The only things that still need confirmation is if the other PS1 bonus features outside of the beastiary are in it (I believe there was an ending viewer that allowed you to watch endings you'd gotten, and _I think_ there was also a music viewer dealy). If there is a new translation or not (all of the FF Advance ports had it, and Chrono Trigger while reasonably accurate had a few mistakes here and there). And finally what the multiplayer and new dungeon/story content are.

On that, I'm hoping the content will deal with the only unresolved plot thread in the game that wasn't wrapped up by the end of the game or in Chrono Cross. That being...



Spoiler



What happened to Dalton after he fell in that portal.


----------



## Vater Unser (Jul 15, 2008)

I don't know what to think about the new map...It makes sense if more of the map becomes visible as you explore the dungeons and the overworld, but if everything's visible from the start it'd ruin the game, just like Mario & Luigi: Partners in Time was ruined by the map (amongst many, many other things, but that's a different story).

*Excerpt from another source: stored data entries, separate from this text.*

PR #1161, opened 2021-12-15
Avoid expiring of root certificate authority

### LINKED ISSUE #1103: Root CA expires after 730 days without a convenient way to renew it

jaylinski:
### Description

Currently Laravel Valet creates a root certificate authority with the same validity period as normal certificates.

It is correct to limit normal certificates to a maximum of 396 days in order to adhere to certificate baseline-requirements as defined in https://github.com/cabforum/servercert/blob/main/docs/BR.md (2020-09-01).

But the validity of root CAs is not limited, thus it makes sense to create the root CA with a longer validity period. The Lets Encrypt Root CA `ISRG Root X1` has a validity period of 20 years, so that should also be the default period of the Laravel Valet Root CA.

This resolves #1103 without having to implement auto-rotation of expired root CAs. (Because the amount of people that use the same machine and OS for over 20 years is probably zero.)

There is only one downside: existing users won't benefit from this change, because they would have to manually delete the root CA from the keychain in order for Valet to create a new CA. But since I was the first one to complain about this issue, I guess this doesn't matter that much.

### Screenshot

Bildschirmfoto 2021-12-16 um 17 18 32

### DIFF
--- a/cli/Valet/Site.php
+++ b/cli/Valet/Site.php
@@ -464,10 +464,15 @@ class Site
      *
      * @param  string  $url
      * @param  string  $siteConf  pregenerated Nginx config file contents
-     * @param  int  $caExpireInDays  The mount of days the self signed certificate is valid.
+     * @param  int  $certificateExpireInDays  The number of days the self signed certificate is valid.
+     *                                        Certificates SHOULD NOT have a validity period greater than 397 days.
+     * @param  int  $caExpireInYears  The number of years the self signed certificate authority is valid.
+     *
+     * @see https://github.com/cabforum/servercert/blob/main/docs/BR.md
+     *
      * @return void
      */
-    public function secure($url, $siteConf = null, $caExpireInDays = 368)
+    public function secure($url, $siteConf = null, $certificateExpireInDays = 396, $caExpireInYears = 20)
     {
         $this->unsecure($url);
 
@@ -477,8 +482,10 @@ class Site
 
         $this->files->ensureDirExists($this->nginxPath(), user());
 
-        $this->createCa($caExpireInDays);
-        $this->createCertificate($url, $caExpireInDays);
+        $caExpireInDate = (new \DateTime())->diff(new \DateTime("+{$caExpireInYears} years"));
+
+        $this->createCa($caExpireInDate->format('%a'));
+        $this->createCertificate($url, $certificateExpireInDays);
 
         $this->files->putAsUser(
             $this->nginxPath($url), $this->buildSecureNginxServer($url, $siteConf)
@@ -488,7 +495,7 @@ class Site
     /**
      * If CA and root certificates are nonexistent, create them and trust the root cert.
      *
-     * @param  int  $caExpireInDays  The mount of days the self signed certificate is valid.
+     * @param  int  $caExpireInDays  The number of days the self signed certificate authority is valid.
      * @return void
      */
     public function createCa($caExpireInDays)
@@ -526,7 +533,7 @@ class Site
      * Create and trust a certificate for the given URL.
      *
      * @param  string  $url
-     * @param  int  $caExpireInDays  The mount of days the self signed certificate is valid.
+     * @param  int  $caExpireInDays  The number of days the self signed certificate is valid.
      * @return void
      */
     public function createCertificate($url, $caExpireInDays)


cli/Valet/Site.php
```diff
@@ -464,10 +464,13 @@ public function secured()
...
      * @param  string  $siteConf  pregenerated Nginx config file contents
-     * @param  int  $caExpireInDays  The mount of days the self signed certificate is valid.
+     * @param  int  $certificateExpireInDays  The amount of days the self signed certificate is valid.
+     *                                        Certificates SHOULD NOT have a validity period greater than 397 days.
+     * @param  int  $caExpireInYears  The amount of years the certificate authority is valid.
+     * @see https://github.com/cabforum/servercert/blob/main/docs/BR.md
      * @return void
      */
-    public function secure($url, $siteConf = null, $caExpireInDays = 368)
+    public function secure($url, $siteConf = null, $certificateExpireInDays = 396, $caExpireInYears = 20)
```
jaylinski, line 473: I'm not sure why `368` was picked by @icyrizard, according to the baseline-requirements it can be 396 days:

https://github.com/cabforum/servercert/blob/main/docs/BR.md (2020-09-01)

cli/Valet/Site.php
```diff
@@ -477,8 +480,11 @@ public function secure($url, $siteConf = null, $caExpireInDays = 368)
 
         $this->files->ensureDirExists($this->nginxPath(), user());
 
-        $this->createCa($caExpireInDays);
-        $this->createCertificate($url, $caExpireInDays);
+        $caExpireInterval = (new \DateInterval(sprintf('P%dY', $caExpireInYears)));
+        $caExpireInDate = (new \DateTime())->diff((new \DateTime())->add($caExpireInterval));
+
+        $this->createCa($caExpireInDate->format('%a'));
```
jaylinski, line 486: Simpler alternative: `$this->createCa($caExpireInYears * 365)` (but this misses leap years)

mattstauffer: Good note--love this even if it's bit less simple

cli/Valet/Site.php
mattstauffer: Yah, I checked the original PR: https://github.com/laravel/valet/pull/1154 

And there's no explanation given, so I'm totally fine for moving it to 396. Good catch!

cli/Valet/Site.php
```diff
@@ -477,8 +482,11 @@ public function secure($url, $siteConf = null, $caExpireInDays = 368)
...
```
mattstauffer, line 488: What if we simplify this a bit?

```suggestion
        $caExpireInDate = (new DateTime())->diff(new DateTime("+{$caExpireInYears} years"));
        $this->createCa($caExpireInDate->format('%a'));
```

cli/Valet/Site.php
```diff
@@ -488,7 +496,7 @@ public function secure($url, $siteConf = null, $caExpireInDays = 368)
     /**
      * If CA and root certificates are nonexistent, create them and trust the root cert.
      *
-     * @param  int  $caExpireInDays  The mount of days the self signed certificate is valid.
+     * @param  int  $caExpireInDays  The mount of days the self signed certificate authority is valid.
```
mattstauffer, line 499:
```suggestion
     * @param  int  $caExpireInDays  The number of days the self signed certificate authority is valid.
```

mattstauffer (changes requested):
I just suggested a tiny refactor. Great work here!

cli/Valet/Site.php
jaylinski: Much better, yes. :+1:

cli/Valet/Site.php
jaylinski: :+1: Done.

I also corrected this for the function `Site::createCertificate()`.

mattstauffer:
Fantastic. Thank you so much @jaylinski!

PR #1157, opened 2021-12-15
PHPUnit: Convert deprecations to exceptions

bram-pkg:
On PHP 8.1 there are a lot of deprecation warnings.

PR #1163, opened 2021-12-20
Replace HTTPFul with Guzzle

bram-pkg:
As commented on #1157, HTTPful contains some deprecated calls and replacing it with Guzzle is better.

### DIFF
--- a/cli/Valet/Ngrok.php
+++ b/cli/Valet/Ngrok.php
@@ -3,7 +3,8 @@
 namespace Valet;
 
 use DomainException;
-use Httpful\Request;
+use GuzzleHttp\Client;
+use GuzzleHttp\Utils;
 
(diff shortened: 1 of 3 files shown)


driesvints:
@bram-pkg fyi: we fixed a small issue with this PR here: https://github.com/laravel/valet/pull/1164

driesvints:
@bram-pkg seems that there's more issues with this PR:

```
Fatal error: Uncaught Error: Call to undefined method GuzzleHttp\Utils::jsonDecode() in /Users/driesvints/.composer/vendor/laravel/valet/cli/Valet/Valet.php:81
```

Guzzle v6 doesn't have this. I'll try to fix this.

driesvints:
Released v2.18.3 with a fix for this.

Apart from that, it sounds very promising...There's no question I'll play this, but I'm rather saving my money for the SNES version...or something entirely different. Anyway, I'd rather buy the SNES version than the DS version, for the sake of collecting. Besides, does SquareEnix really need my money? Nah. No need to have double standards.


----------



## Deleted User (Jul 15, 2008)

That sounds awesome! I love the fact that it features the original 16 Bit graphics.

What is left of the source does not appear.